Any advice would be really great! Thanks!
As I stood before the Texas House Committee on Higher Education in February 2005, I felt a lump in my throat, and I could barely speak. I had recently joined the ACLU of Texas Legislative Committee, and I was speaking for the first time on their behalf against HB 479, a bill to grant the Austin Police Department concurrent jurisdiction over the University of Texas at Austin campus. The ACLU, as well as Students for the ACLU, a newly reformed organization of which I was the president, feared that this bill could have unintended negative consequences for the students at the university and their civil rights.
Over the following four months, I spoke before House and Senate subcommittees on a number of bills, always representing the ACLU of Texas. Serving on their legislative committee was extremely inspiring to me. While I was one of two students on the bill, the committee, composed of lawyers and non-profit professionals, took me seriously and trusted me to speak on their behalf. We often didn't win, but by the end of the legislative term, I was no longer nervous standing in front of legislative committees, stating my points, answering questions, and countering evidence presented by the other side. I gained an incredible amount of knowledge about how the legislative system actually works, speaking to legislative staffers, speaking to legislators. Often legislators would simply drop a bill we opposed after learning that somebody would speak against it. Sometimes they introduced amendments to address our concerns, and I was occasionally caught off guard when a member of the committee introduced a totally different version of the bill than the one I had read. I also learned a lot from the other people working for the ACLU, and I never missed a Friday morning planning session at 7:00 AM, often arriving prepared to go to the capitol immediately afterwards.
A year later, having completed the coursework for my B.A., I moved to Vienna, Austria with my Viennese girlfriend, whom I met in Texas. I was sorry to give up the activism I had been involved in in Texas, but I was excited about the opportunity to live abroad and gain new experiences. Besides, we were only planning to stay one year.
Almost four and a half years later, I'm happily married, living in Vienna with my wife and baby daughter. I love my life here, and I have a great job teaching in English to children in the first and second grades, incorporating everything from sports and art to math and science. I also work a few hours a week for the Vienna Seminar of Nobel Laureates, writing or proofreading letters to their offices, and even meeting some of the laureates and listening to their speeches.
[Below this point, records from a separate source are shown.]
PR #11833, opened 2021-03-02
Modify fullydistributed_grids/solution_transfer_01 to resemble use case.

marcfehling:
Follow-up to #11798.

Adjusting `tests/fullydistributed_grids/solution_transfer_01.cc` to resemble an actual use case reveals that the so proposed workflow throws an error in the current implementation. We do not have a solution for this problem yet -- so this PR stays in draft state until we find one.

The actual error is discussed [here](https://github.com/dealii/dealii/pull/11798#issuecomment-784755579) and a possible hotfix [here](https://github.com/dealii/dealii/pull/11798#issuecomment-784857211).

@peterrum, @elauksap -- FYI

### DIFF
--- a/tests/fullydistributed_grids/solution_transfer_01.cc
+++ b/tests/fullydistributed_grids/solution_transfer_01.cc
@@ -34,7 +34,6 @@
 
 #include "../tests.h"
 
-using namespace dealii;
 
 template <int dim>
 class InterpolationFunction : public Function<dim>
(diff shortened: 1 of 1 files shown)


bangerth:
Has this just become obsolete?

marcfehling:
No, this is still important. I just rebased on the master branch.

`parallel::fullydistributed::Triangulation::load()` claims it needs an empty triangulation to work on. However, if provided a freshly created object, it throws an error (see links in PR description).

In the previous state of the test, `parallel::fullydistributed::Triangulation::clear()` was called, but this does not resemble a use case for serialization over the file system. So this is an open problem.

marcfehling:
I see `tests/fullydistributed_grids/save_load_01.cc` follows the same logic and should be adjusted, too.

bangerth:
OK. Let us know when it's ready for review.

PR #63, opened 2024-02-07
chore: split docker dev/prod tests into two GHA jobs

madwort:
* curious as to whether this will be faster overall


evansd (approved):
This seems sensible to me.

I also have enough time to spend several afternoons a week with my daughter.
Yet, even with such a great life, I feel a calling to do something different. Living in Vienna has changed me in countless ways, big and small. I learned a lot about myself and a lot about the world. I no longer take Texas friendliness for granted. I know that even with welfare states to protect people from the ups and downs of the world, life isn't perfect anywhere. I've seen that problems in the legal system, abuses of power, and simple injustice that we read about daily in American newspapers aren't just American phenomena.
Every place also has it's its heroes. Many of mine are lawyers, both in America, Austria, and the world. I'm proud when I read about American lawyers helping families whose homes were wrongfully foreclosed keep those homes, or when American lawyers stand up for the poor in the justice system, often at no material gains to themselves. Austria has those people, too.
Maybe the best part about living in Austria has been gaining an understanding about the subtleties and gray areas of the world. If you stay at home, or just visit other places for a vacation, it can be easy to believe that the rest or the world, or at least Europe, is near perfect, while the United States is a country only of problems. I don't believe that. These life experiences and new insights have helped me make the decision to leave my life in Vienna and return to the United States to attend law school.
I'm excitedly looking forward to the next stage in my life, hopefully in Texas. I want to become a lawyer, and to affect people in small but important ways. I've already had a taste of that, both in my activism in America, and watching young children soak up English day to day here in Vienna. I think if we want things to be different, we have to work at it ourselves, knowing that our own impact is limited. I want the world to be a better place for my daughter, and for everybody else. I want my daughter to grow up in a world that's more safe and free than it is today
I think I can help bring about some of those changes. I’m certainly prepared to try. affect that, if only in a small way.